Producers send events into the Event Hub. Events land in partitions (by partition key or round-robin). Each consumer group reads all partitions independently, with individual consumers within a group splitting the partition load.

Event Capture

Capture automatically archives every event to Azure Blob Storage or Azure Data Lake Storage in Avro format. No code required. You configure it on the Event Hub, and it writes batched files at your chosen time or size interval.

This is useful for:

  • Long-term retention beyond the Event Hub’s retention window.
  • Feeding batch analytics and data lake pipelines.
  • Compliance and audit trail requirements.
  • Replaying historical data into new processing systems.

Schema Registry

Event Hubs includes a Schema Registry for managing Avro and JSON schemas. Producers and consumers reference schemas by ID rather than embedding the full schema in every event, which reduces payload size and enforces contract compatibility across teams.

The Schema Registry supports compatibility modes (backward, forward, full) to prevent breaking changes to event schemas.

Tiers

TierKey characteristics
StandardShared infrastructure, up to 32 partitions, 1-7 day retention, up to 20 consumer groups
PremiumDedicated compute, up to 100 partitions, up to 90 day retention, dynamic partition scaling
DedicatedSingle-tenant clusters, highest throughput, up to 2,000 partitions, custom retention

Standard is fine for most workloads.

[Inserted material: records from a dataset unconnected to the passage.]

PR #2517, opened 2020-05-19
gulp modernization

jeffposnick:
R: @philipwalton 

Fixes #2508

This is a substantial rewrite of the `gulp` build tasks, following recommended `gulp` v4 best practices.

It should hopefully result in cleaner, more maintainable tasks, with fewer wrapper/throwaway dependencies.

In general, the current functionality should be equivalent to what we previously had, with one major change being that task names all have `_` separators instead of `:`.

This also removes the `npm scripts` that we previously using in favor for `gulp` equivalents, (except for the `version` script, because that's used by `lerna` directly).

PR #2570, opened 2020-07-08
publish_glitch gulp task update

jeffposnick:
R: @philkrie 

The `publish-glitch.js` task wasn't properly converted to the new `gulp` task setup as part of #2517. The old task got imported into the v6 branch via #2537.

This PR updates the `publish-glitch.js` task to match what we're doing in the other v6 tasks. I don't have things set up to run it myself, so it would be appreciated if you could try it out for me via `gulp publish_glitch`, @philkrie  (note the underscore) and confirm that it works as expected.

### DIFF
--- a/gulp-tasks/publish-glitch.js
+++ b/gulp-tasks/publish-glitch.js
@@ -6,68 +6,57 @@
   https://opensource.org/licenses/MIT.
 */
 
-const gulp = require('gulp');
-const childProcess = require('child_process');
-const fse = require('fs-extra');
-const tempy = require('tempy');
-const util = require('util');
 const del = require('del');
+const execa = require('execa');
+const fse = require('fs-extra');
+const globby = require('globby');
+const ol = require('common-tags').oneLine;
+const olt = require('common-tags').oneLineTrim;
+const tempy = require('tempy');
+const upath = require('upath');
 
-const exec = util.promisify(childProcess.exec);
+const DEMOS_DIR = 'demos/src';
 
-const glitchProjects = [
-  'workbox-core',
-  'workbox-sw',
-  'workbox-precaching',
-  'workbox-strategies',
-  'workbox-background-sync-demo',
-  'workbox-routing',
-  'workbox-expiration',
-  'workbox-cacheable-response',
-  'workbox-google-analytics',
-  'workbox-streams',
-  'workbox-range-requests',
-  'workbox-broadcast-update-demo',
-  'workbox-window',
-  'workbox-navigation-preload',
-];
-
-
-gulp.task('publish-glitch', async () => {
+async function publish_glitch() {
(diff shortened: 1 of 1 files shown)


gulp-tasks/publish-glitch.js
```diff
@@ -6,68 +6,57 @@
...
+    await execa('git', ['commit', `-m'Autocommit on ${new Date()}'`], {
+      cwd: projectPath,
+    });
+    await execa('git', ['push', 'origin', 'glitch', '-f', '--set-upstream',
+      '--no-verify'], {cwd: projectPath});
+
+    const deployURL = new URL(`https://${project}.glitch.me/deploy`);
+    deployURL.searchParams.set('secret', process.env.GLITCH_WORKBOX_SECRET);
+    deployURL.searchParams.set('repo', `https://api.glitch.com/git/${project}`);
+    await execa('curl', ['-X', 'POST', `"${deployURL}"`]);
```
philkrie, line 54: Double quotes around deployURL cause curl to fail, took me longer than I care to admit to see that...

gulp-tasks/publish-glitch.js
```diff
@@ -6,68 +6,57 @@
...
-      await exec(`git push origin glitch -f --set-upstream --no-verify`,
-          {cwd: projectPath});
-      await exec(`curl -X POST "${'https://' + project + '.glitch.me/deploy?secret=' + process.env.GLITCH_WORKBOX_SECRET + '&repo=https://api.glitch.com/git/' + project}"`);
-      await del(projectPath, {force: true});
-      console.log('Push attempted to ' + project);
-    } catch (e) {
-      console.log(project);
-      console.log(e.stdout);
-    }
+    await execa('git', ['clone', projectURL, projectPath]);
```
philkrie, line 39: Everything from 39-54 should be in a try catch, otherwise the loop stops in certain cases, such as no changes in the working tree of one of the folders.

philkrie (changes requested):

gulp-tasks/publish-glitch.js
jeffposnick: Your original code had double-quotes as well. But I'll remove all the quotes as perhaps the was `execa` interprets them is different than in your code.

gulp-tasks/publish-glitch.js
jeffposnick: Okay.

jeffposnick:
(I just pushed the https://github.com/GoogleChrome/workbox/commit/d26e7104ebe9517dfd01fa2b9917d1e8cbf1f282 commit to this branch, but for some reason, the updates aren't showing up in this PR. If that doesn't resolve itself soon, I'm going to close the PR and re-open one with the current contents of the `publish-glitch-update` branch.)

PR #2571, opened 2020-07-08
Remove canConstructResponseFromBodyStream

jeffposnick:
R: @philipwalton
CC: @aliai 

This is an alternative to #2529

See https://github.com/GoogleChrome/workbox/pull/2529#issuecomment-646075682 for context.


philipwalton:
Can we confirm that this still supports streaming in some form? I wouldn't want this utility method to always read the entire response into memory/disk prior to creating the new response.

jeffposnick:
"_still_ supports" may not be the right question, because v5 unconditionally invoked the `blob` codepath.

So if you were fine with the v5 behavior—as in, you've tested scenarios you care about and haven't noticed any problems—this PR should not result in any changes.

There might still be some benefits from using a `ReadableStream` instead of a `blob` as the constructor, but given the differing `Content-Type` header behavior, they can't just be used interchangeably.

philipwalton (changes requested):
Sorry for getting back to this late...

My recollection from our discussion with the SW team is that using a blob when copying a response could definitely slow it down. I've been using this method to add metadata to headers on my site, and I'd prefer to use the stream when available, to ensure responses are as fast as possible.

We can just get the `Content-Type` header from the original response, right?

tropicadri:
Closing this PR due to some maintenance clean up.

Premium adds isolation and longer retention. Dedicated is for extreme throughput or compliance requirements.

Kafka Compatibility

Event Hubs exposes a Kafka-compatible endpoint. Existing Kafka producers and consumers can connect by changing the bootstrap server configuration and authentication, with no code changes to the Kafka client logic. This makes Event Hubs a managed alternative to running your own Kafka cluster.

Supported Kafka client versions: 1.0 and later.

Common Use Cases

  • IoT telemetry - ingesting millions of device events per second with partition-per-device-type patterns.
  • Log aggregation - centralizing application and infrastructure logs from distributed systems.
  • Clickstream analytics - capturing user interaction events for real-time and batch analysis.
  • Financial transactions - high-throughput transaction streams with strict partition ordering.
  • Kafka migration - moving from self-managed Kafka to a managed service without rewriting producers/consumers.
  • Real-time dashboards - feeding live metrics and KPIs to monitoring systems.
  • Event sourcing - storing domain events as an immutable append-only log.

Event Hubs vs Service Bus

These two services solve different problems. Choosing the wrong one creates friction.

Event HubsService Bus
Mental modelAppend-only distributed logReliable message broker with delivery guarantees
Message lifecycleEvents persist for retention period; consumers read independentlyMessages are consumed and removed (or dead-lettered)
OrderingPer-partition orderingPer-session or FIFO queue ordering
Consumer modelMultiple consumer groups each get the full streamCompeting consumers; each message processed once
ReplayYes, any consumer can reread from any offsetNo; once consumed, messages are gone
Dead-letter queueNoYes
Best forHigh-throughput streaming, telemetry, analyticsWorkflow commands, task queues, reliable delivery

Rule of thumb: If the message means “here is an event that happened,” use Event Hubs. If it means “someone must do this work,” use Service Bus.

In Entra-Adjacent Systems

Event Hubs appears in identity-related architectures when systems need to process high-volume event streams:

  • Streaming audit log feeds from Entra ID diagnostic settings.
  • Ingesting sign-in and provisioning telemetry into analytics pipelines (often into Azure Data Explorer).
  • Capturing large reconciliation result streams for multiple downstream processors.
  • Forwarding operational telemetry from identity automation workers.

In these cases, Event Hubs provides the streaming backbone while other services (Functions, Data Explorer, Storage) handle the processing and storage.